Hola a todos, soy nuevo en el foro, con conocimientos muy muy basicos de electronica, y aqui les pongo mi primer mensaje que por supuesto..jeje.. es una duda.

Primero que todo vivo en Cuba, y aqui no hay tiendas de electronica ni nada por el estilo. La unica forma de conseguir componentes es practicamente sacandolos de otros lugares.
Decidi realizar el siguiente transmisor de FM, pero como primero queria ver si funcionaba, realice un prototipo muy muy muy cutre por falta de breadboard. La cosa es que no trabaja como deberia. Pues tiene mucho ruido, intolerable a cualquier frecuencia que sintonize y la segnal se modula como "a pulsos"

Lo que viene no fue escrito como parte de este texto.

PR #834, opened 2021-10-18
Use async command buffers for examine rendering

### LINKED ISSUE #821: Performance optimization of Examine system
## Summary

The Examine system uses a shader based method to identify examinable objects under the cursor, as described in the CompositeItemSelector section of the [Examine System Design Document](https://docs.google.com/document/d/1xTyRXzi1g7H3SOkw1wkrFFbMcDUA0VEE/edit#heading=h.rtygdkrf5487). This has always had a minor performance penalty when examining. However, two recent changes to the game have made this penalty significantly more severe:

- **Tilemap rework**. The Examine system was designed for the old structure, where individual tiles and their subordinate components (plenums, pipes, turfs etc) could be readily identified. This allowed only those specific objects to be re-rendered for the CompositeItemSelector. The new system does not provide the same ability to identify objects on the same tile, so currently the *entire* tilemap needs to be frequently re-rendered for the CompositeItemSelector.

- **Hover Text**. The Examine system now displays the name of the item under the cursor all the time. Because of this the performance penalty is also permanent, rather than only when the user is holding down the Shift key to examine something.

The combination of these factors mean that there is now a **major penalty all of the time**, whereas we previously had a minor penalty some of the time.

## Goal 

Dramatically increase the performance of the Examine system.

## Media

NormalCameraCompositeItemSelector
CompositeItemSelector rendering part of tilemap under old system. It now renders entire tilemap.

Profiler Examine System
Profiler showing processing spikes caused by the Examine system.

Profiler Composite Item Selector
Frame showing that the CompositeItemSelector is responsible for ~75% of processing time during a spike (144ms in this frame). 

## Need more info?

Ask Ryan on Discord.

Alainx277:
## Summary

Big performance

## Pictures/Videos

image

## Changes to Files

Server Lobby Scene (because there's no prefab for the cameras?!)
Script files (duh)

## Technical Notes

Uses manual draw calls and an async readback to not block on the graphics pipeline when rendering for mesh picking.
Also gets rid of a few per-frame allocations.

## Known issues

It seems no not fully work on skinned mesh renderers, but honestly there's no way I can get this working.
Only noticeable when you try to look at someones arms.

## Fixes

Closes #821


stilnat (approved):
all clear, all smooth, finally 30 fps on my laptop !

Ryan089 (approved):
Fantastic work!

El esquematico es el siguiente: http://www.uoguelph.ca/~antoon/circ/fmt1.htm

Datos importantes:

1-Los 2 transistores 2N3904 son sustitudos por 2N5551 (los que tenia a mano mas parecidos), no pude medir su ganancia pues mi multimetro da valores inexactos (muy muy) de voltage y corriente

2- Todas las resistencias son de valores exactos excepto la de 1M que es realmente 1.013M

3- El capacitor de 4.7pF es realmente 5pF (uno de 3pF y otro de 2pF en paralelo)

4- La tierra del circuito es el negativo de la bateria de 9V, no una plancha de metal ni nada de eso...

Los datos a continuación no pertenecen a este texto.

PR #836, opened 2021-10-21
[WIP] interaction system works with the examine system

stilnat:
## Summary

choosing an item to interact with now uses the examine system.
This allows us to interact with items behind invisible colliders, such as items in certain containers,
or pipes in the ground.

## Issues

Doesn't work with the client yet.
Issue #837 must be solved first for it to work.


cosmiccoincidence:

5- El capacitor variable C4 es uno que le quite a una vieja radio que tiene 6 terminales, yo como no se cuales son las "verdaderas terminales" medi entre dos y la capacitancia minima me dio 40pF, la maxima anda entre los 110-120pF, en un laboratorio con un equipo viejo cuya precision es bien cuestionable.

6- El inductor lo hice con un cable fino cuyo calibre real no se pues no lo dice y en ningun lugar lo especifica, es el mismo cable que utilize para todas las conexiones.


Lo otro que quiero saber es si el exceso de cable que tiene el prototipo podria provocar capacitancias  e inductancias parasitas no-despreciables para el funcionamiento correcto del circuito.

Aqui les adjunto la foto de la chapuza , espero alguien pueda tirarme un cabo, para mejorar, aprender y en un futuro colaborar 

http://img264.imageshack.us/my.php?image=fmqz7.jpg

PD: por si es notable, el transmisor lo probe con una PC cerca cuyo chasis tiene un lateral abierto. No se... a ver si es que metara mucha interferencia EM.

Salu2


----------



## djchinomix (Dic 24, 2007)

hola, el ruido puede ser porque lo tienes armado en una protoboard, y los cables al ser largos y estar doblados actuan como bobinas cambiando la frecuencia del circuito y haciendolo inestable, asi que te aconsejo que mejor armes el transmisor en una placa impresa y si ahi te da problemas empieza a buscarle solucion porque en la protoboard siempre estos circuitos no funcionan bien.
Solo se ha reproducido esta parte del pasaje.